In 1884, James bought 118.5 acres of land, which he farmed while also continuing to work on the railways. In November 1886, he remarried, to Parthenia Dunham. The couple had eight children. Jerry visits her great grandfather’s farm, now owned by her father’s cousin, Joyce, and even sees an old photograph that, while it’s not labeled, likely shows James, an intense-looking, handsome man. “I think my father’s family had a very hard life,” she says. Nonetheless, James “did make a success” of his life.

Next, Jerry heads for Austin to research her mother’s side of the family. The Daughters of the Republic of Texas, an organisation dedicated to perpetuating the memory of the state’s founding families, proves invaluable, as archivist Sharon Hall tells Jerry about her 5x great grandfather, Isaac Best.

Isaac settled in Texas in 1823, when it was still part of Mexico, and regarded by Mexican authorities as a buffer zone against potential Native American attacks. Isaac owned more than 4,000 acres, which he purchased for just $100. Jerry’s disturbed to learn that he owned slaves: “That’s kind of horrific.”

She also discovers that Isaac came to Texas from Missouri, where he lived on the border with lands then known as Indian Territory.
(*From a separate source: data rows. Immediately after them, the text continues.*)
PR #5116, opened 2026-09-11
Stop worker threads from keeping the game running after exit

kekkykekkek:
The worker pool used non-daemon threads and the chunk packer and periodic cache save never finish, so the process stayed alive after Minecraft shut down until the client shutdown watchdog killed it with a crash report.

Use daemon threads, and stop the pool in a shutdown hook that waits briefly for running tasks such as cache saves.


leijurv:
#5123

In 1814, Native Americans targeted Isaac’s home. Archives in St Charles show he lost goods worth $1,572 in the attack, a substantial amount of money in the 19th century. A far worse loss was to follow. In 1815, Isaac’s teenage son, Isaac junior, serving in a militia, was killed in an encounter with Native Americans. “Wild times,” says Jerry, “it’s like a movie.”

Jerry is able to go back another generation. Isaac’s father, Humphrey Best, headed west from Kentucky. Visiting Fort Boonesborough, a reconstruction of an 18th century outpost, she learns Humphrey was a pioneer who would have known Daniel Boone, frontiersman and folk hero.

"My mom would be so proud,” she says. Marvelling at how “such important information” got lost, and reflecting on the adventurous natures of her four children, she adds: “I guess the pioneer spirit is living on.”